I'm taking on some extra shifts at work, so I will be working tomorrow night. *Spends the money on lotto tickets and malt liquor*
T ^T
Teg-san is so cool..
I was excited to chat rp with her involved...
-whimpers softly.-
NAME: Garfield

ROLE: Stray Space Beast

SPECIES: Xandovalian Hungerer



STUFF: I ain't got nuffin'.

NAME: Francois Foret

ROLE: Pizza Waiter

SPECIES: Humanoid newt


Francois is a proud Newtman, despite the fact that his people are denied citizenship from most planets for being slimy and a little standoffish. From childhood, Francois was taught by his parents to never accept this fact and to prove that despite their penchant for sitting in swamps and licking their own eyeballs, his people had a right to be accepted also.
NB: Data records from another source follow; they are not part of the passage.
PR #23399, opened 2023-03-15
ENH: float64 sin/cos using Numpy intrinsics

Mousius:
This takes the [sin](https://github.com/ARM-software/optimized-routines/blob/master/math/v_sin.c) and [cos](https://github.com/ARM-software/optimized-routines/blob/master/math/v_cos.c) algorithms from Optimized Routines under MIT license, and converts them to Numpy intrinsics.

The routines are within the ULP boundaries of other vectorised math routines (<4ULP). The routines reduce performance in some special cases but improves normal cases. Comparing to the SVML implementation, these routines are more performant in special cases, we're therefore safe to assume the performance is acceptable for AArch64 as well.

| performance ratio (lower is better)  | benchmark |
| ----  | ---- |
| 1.8   | bench_ufunc_strides.UnaryFPSpecial.time_unary(<ufunc	'cos'>	4	2	'd') |
| 1.79  | bench_ufunc_strides.UnaryFPSpecial.time_unary(<ufunc	'cos'>	4	4	'd') |
| 1.77  | bench_ufunc_strides.UnaryFPSpecial.time_unary(<ufunc	'cos'>	4	1	'd') |
| 1.74  | bench_ufunc_strides.UnaryFPSpecial.time_unary(<ufunc	'cos'>	2	2	'd') |
| 1.74  | bench_ufunc_strides.UnaryFPSpecial.time_unary(<ufunc	'cos'>	2	4	'd') |
| 1.72  | bench_ufunc_strides.UnaryFPSpecial.time_unary(<ufunc	'cos'>	2	1	'd') |
| 1.6   | bench_ufunc_strides.UnaryFPSpecial.time_unary(<ufunc	'cos'>	1	2	'd') |
| 1.6   | bench_ufunc_strides.UnaryFPSpecial.time_unary(<ufunc	'cos'>	1	4	'd') |
| 1.56  | bench_ufunc_strides.UnaryFPSpecial.time_unary(<ufunc	'cos'>	1	1	'd') |
| 1.42  | bench_ufunc_strides.UnaryFPSpecial.time_unary(<ufunc	'sin'>	2	2	'd') |
| 1.41  | bench_ufunc_strides.UnaryFPSpecial.time_unary(<ufunc	'sin'>	2	4	'd') |
| 1.37  | bench_ufunc_strides.UnaryFPSpecial.time_unary(<ufunc	'sin'>	2	1	'd') |
[...]

PR #29699, opened 2025-09-06
ENH: Add SIMD sin/cos implementation with numpy-simd-routines

seiko2plus:
numpy-simd-routines added as subrepo in meson subprojects
  directory and the current FP configuration is static, ~1ulp used for double-precision
  ~4ulp for single-precision with handling floating-point errors,
  special-cases extended precision for large arguments,
  subnormals are enabled by default too.

  numpy-simd-routines supports all SIMD extensions that are supported
  by Google Highway including non-FMA extensions and is fully independent
  from libm to guarantee unified results across all compilers and
  platforms.

  Note: that there was no SIMD optimization enabled for sin/cos
  for double-precision before, only single-precision.

# Benchmark

## X86 Platform
The following benchmark was tested against GCC 14.3.0 on an x86 CPU (Ryzen 7 7700X).

<details>
<summary>Environment</summary>

```Bash
> uname -a
Linux seiko-pc 6.12.60 #1-NixOS SMP PREEMPT_DYNAMIC Mon Dec  1 10:43:41 UTC 2025 x86_64 GNU/Linux
> gcc --version
gcc (GCC) 14.3.0
Copyright (C) 2024 Free Software Foundation, Inc.
This is free software; see the source for copying conditions.  There is NO
warranty; not even for MERCHANTABILITY or FITNESS FOR A PARTICULAR PURPOSE.
> python --version
Python 3.12.12
> lscpu
Architecture:                x86_64
  CPU op-mode(s):            32-bit, 64-bit
  Address sizes:             48 bits physical, 48 bits virtual
  Byte Order:                Little Endian
CPU(s):                      16
  On-line CPU(s) list:       0-15
Vendor ID:                   AuthenticAMD
  Model name:                AMD Ryzen 7 7700X 8-Core Processor
    CPU family:              25
    Model:                   97
    Thread(s) per core:      2
    Core(s) per socket:      8
    Socket(s):               1
    Stepping:                2
    Frequency boost:         enabled
    CPU(s) scaling MHz:      72%
    CPU max MHz:             5573.0000
    CPU min MHz:             545.0000
    BogoMIPS:                8982.62
    Flags:                   fpu vme de pse tsc msr pae mce cx8 apic sep mtrr pge mca cmov pat pse36 clflush mmx fxsr sse sse2 ht syscall nx mmxext fxsr_opt pdpe1gb rdtscp lm constant_tsc rep_good amd_lbr_v2 nopl 
                             xtopology nonstop_tsc cpuid extd_apicid aperfmperf rapl pni pclmulqdq monitor ssse3 fma cx16 sse4_1 sse4_2 movbe popcnt aes xsave avx f16c rdrand lahf_lm cmp_legacy svm extapic cr8_leg
                             acy abm sse4a misalignsse 3dnowprefetch osvw ibs skinit wdt tce topoext perfctr_core perfctr_nb bpext perfctr_llc mwaitx cpb cat_l3 cdp_l3 hw_pstate ssbd mba perfmon_v2 ibrs ibpb stibp
                              ibrs_enhanced vmmcall fsgsbase bmi1 avx2 smep bmi2 erms invpcid cqm rdt_a avx512f avx512dq rdseed adx smap avx512ifma clflushopt clwb avx512cd sha_ni avx512bw avx512vl xsaveopt xsavec
                              xgetbv1 xsaves cqm_llc cqm_occup_llc cqm_mbm_total cqm_mbm_local user_shstk avx512_bf16 clzero irperf xsaveerptr rdpru wbnoinvd cppc arat npt lbrv svm_lock nrip_save tsc_scale vmcb_cl
                             ean flushbyasid decodeassists pausefilter pfthreshold avic vgif x2avic v_spec_ctrl vnmi avx512vbmi umip pku ospke avx512_vbmi2 gfni vaes vpclmulqdq avx512_vnni avx512_bitalg avx512_vpo
                             pcntdq rdpid overflow_recov succor smca fsrm flush_l1d amd_lbr_pmc_freeze
```
</details>

<details>
<summary>x86-64-v4</summary>

```
export NPY_DISABLE_CPU_FEATURES=""
spin bench --compare parent/main --cpu-affinity 7 -t "\(<ufunc '(cos|sin)'>"
```

| Change   | Before [b70fc774] <brings_npsr~2>   | After [c5fc8423] <brings_npsr>   |   Ratio | Benchmark (Parameter)                                                   |
|----------|-------------------------------------|----------------------------------|---------|-------------------------------------------------------------------------|
| -        | 689±6μs                             | 640±30μs                         |    0.93 | bench_ufunc_strides.UnaryFP.time_unary(<ufunc 'cos'>, 4, 1, 'f')        |
| -        | 683±0.9μs                           | 602±2μs                          |    0.88 | bench_ufunc_strides.UnaryFP.time_unary(<ufunc 'sin'>, 1, 2, 'f')        |
| -        | 682±1μs                             | 603±1μs                          |    0.88 | bench_ufunc_strides.UnaryFP.time_unary(<ufunc 'sin'>, 4, 1, 'f')        |
| -        | 695±0.7μs                           | 604±1μs                          |    0.87 | bench_ufunc_strides.UnaryFP.time_unary(<ufunc 'cos'>, 1, 2, 'f')        |
| -        | 354±0.7μs                           | 231±0.4μs                        |    0.65 | bench_ufunc_strides.UnaryFP.time_unary(<ufunc 'sin'>, 1, 1, 'f')        |
| -        | 363±0.2μs                           | 234±4μs                          |    0.64 | bench_ufunc_strides.UnaryFP.time_unary(<ufunc 'cos'>, 1, 1, 'f')        |
| -        | 1.04±0.02ms                         | 632±20μs                         |    0.61 | bench_ufunc_strides.UnaryFP.time_unary(<ufunc 'cos'>, 4, 2, 'f')        |
| -        | 1.02±0ms                            | 612±10μs                         |    0.6  | bench_ufunc_strides.UnaryFP.time_unary(<ufunc 'sin'>, 4, 2, 'f')        |
| -        | 1.32±0.01ms                         | 795±2μs                          |    0.6  | bench_ufunc_strides.UnaryFPSpecial.time_unary(<ufunc 'sin'>, 1, 2, 'f') |
| -        | 1.72±0.03ms                         | 806±3μs                          |    0.47 | bench_ufunc_strides.UnaryFPSpecial.time_unary(<ufunc 'sin'>, 4, 1, 'f') |
| -        | 1.44±0.02ms                         | 603±0.3μs                        |    0.42 | bench_ufunc_strides.UnaryFPSpecial.time_unary(<ufunc 'cos'>, 1, 2, 'f') |
| -        | 5.05±0.1ms                          | 2.07±0.01ms                      |    0.41 | bench_ufunc_strides.UnaryFPSpecial.time_unary(<ufunc 'cos'>, 4, 2, 'd') |
| -        | 4.98±0.01ms                         | 1.88±0.03ms                      |    0.38 | bench_ufunc_strides.UnaryFPSpecial.time_unary(<ufunc 'cos'>, 4, 1, 'd') |
| -        | 5.95±0.02ms                         | 2.26±0.07ms                      |    0.38 | bench_ufunc_strides.UnaryFPSpecial.time_unary(<ufunc 'sin'>, 4, 2, 'd') |
| -        | 2.18±0.05ms                         | 792±1μs                          |    0.36 | bench_ufunc_strides.UnaryFPSpecial.time_unary(<ufunc 'sin'>, 4, 2, 'f') |
| -        | 1.78±0.03ms                         | 608±4μs                          |    0.34 | bench_ufunc_strides.UnaryFPSpecial.time_unary(<ufunc 'cos'>, 4, 1, 'f') |
| -        | 5.65±0.02ms                         | 1.87±0.2ms                       |    0.33 | bench_ufunc_strides.UnaryFP.time_unary(<ufunc 'cos'>, 4, 1, 'd')        |
| -        | 5.65±0.01ms                         | 1.87±0.01ms                      |    0.33 | bench_ufunc_strides.UnaryFP.time_unary(<ufunc 'cos'>, 4, 2, 'd')        |
| -        | 5.77±0.01ms                         | 1.90±0.01ms                      |    0.33 | bench_ufunc_strides.UnaryFP.time_unary(<ufunc 'sin'>, 4, 2, 'd')        |
| -        | 6.00±0.04ms                         | 1.98±0.02ms                      |    0.33 | bench_ufunc_strides.UnaryFPSpecial.time_unary(<ufunc 'sin'>, 4, 1, 'd') |
| -        | 1.36±0.01ms                         | 443±2μs                          |    0.32 | bench_ufunc_strides.UnaryFPSpecial.time_unary(<ufunc 'sin'>, 1, 1, 'f') |
| -        | 5.75±0ms                            | 1.68±0.04ms                      |    0.29 | bench_ufunc_strides.UnaryFP.time_unary(<ufunc 'sin'>, 4, 1, 'd')        |
| -        | 4.97±0ms                            | 1.46±0.04ms                      |    0.29 | bench_ufunc_strides.UnaryFPSpecial.time_unary(<ufunc 'cos'>, 1, 2, 'd') |
| -        | 2.42±0.2ms                          | 609±2μs                          |    0.25 | bench_ufunc_strides.UnaryFPSpecial.time_unary(<ufunc 'cos'>, 4, 2, 'f') |
| -        | 5.62±0.01ms                         | 1.25±0.02ms                      |    0.22 | bench_ufunc_strides.UnaryFP.time_unary(<ufunc 'cos'>, 1, 2, 'd')        |
| -        | 5.72±0ms                            | 1.25±0.01ms                      |    0.22 | bench_ufunc_strides.UnaryFP.time_unary(<ufunc 'sin'>, 1, 2, 'd')        |
| -        | 4.97±0ms                            | 1.08±0ms                         |    0.22 | bench_ufunc_strides.UnaryFPSpecial.time_unary(<ufunc 'cos'>, 1, 1, 'd') |
| -        | 7.08±0.01ms                         | 1.58±0.02ms                      |    0.22 | bench_ufunc_strides.UnaryFPSpecial.time_unary(<ufunc 'sin'>, 1, 2, 'd') |
| -        | 7.07±0ms                            | 1.20±0.01ms                      |    0.17 | bench_ufunc_strides.UnaryFPSpecial.time_unary(<ufunc 'sin'>, 1, 1, 'd') |
| -        | 1.49±0ms                            | 233±10μs                         |    0.16 | bench_ufunc_strides.UnaryFPSpecial.time_unary(<ufunc 'cos'>, 1, 1, 'f') |
| -        | 5.61±0ms                            | 828±0.4μs                        |    0.15 | bench_ufunc_strides.UnaryFP.time_unary(<ufunc 'cos'>, 1, 1, 'd')        |
| -        | 5.73±0ms                            | 859±8μs                          |    0.15 | bench_ufunc_strides.UnaryFP.time_unary(<ufunc 'sin'>, 1, 1, 'd')        |

</details>

<details>
<summary>x86-64-v3</summary>

```
export NPY_DISABLE_CPU_FEATURES="X86_V4"
spin bench --compare parent/main --cpu-affinity 7 -t "\(<ufunc '(cos|sin)'>"
```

Childhood was not east for Francois. Being considered a second-class citizen means that you don't really get rights or benefits and all that awesome stuff. Francois has lost limbs (they grew back) many times to the bullies who had citizenship. Despite this, he had the love and support of his family which pretty much amounted to nothing. He moved away from home when he was a teenager.

REASON: Francois seeks to teach people that his race is as hardworking and respectable as any other, but the best job he could get was a waiter. So he's doing that.
Name: Lucy

Role: Extra Long Haul Space Trucker

Species: Slolphinant


Stuff: Pulse beam laser gun, used for protection only. Mini kittypillar, a cat/caterpillar-type alien pet, named Chessy.

Reason: Space Pizza Express is on her usual trucking route.
Name: Skyflames Sorrowstream

Role: Visiting Space Traveler

Species: Tauren

she has green eyes but she also has cataracts which makes it hard to see her eye color. She is also very elderly looking and has patches of her fur balding. Her horns look very worn.

Stuff: She does wear the robe and the staff.

Reason: She wants pizza.
NAME: Nameless, though definitely not Albanian.

ROLE: A penguin... that wants delicious pizza.

SPECIES: A penguin.

APPEARANCE: A penguin. apenguin.jpg (the one on the far left)

STUFF: a strong desire for fish... on a pizza.

REASON: For want of a delicious pizza... with fish.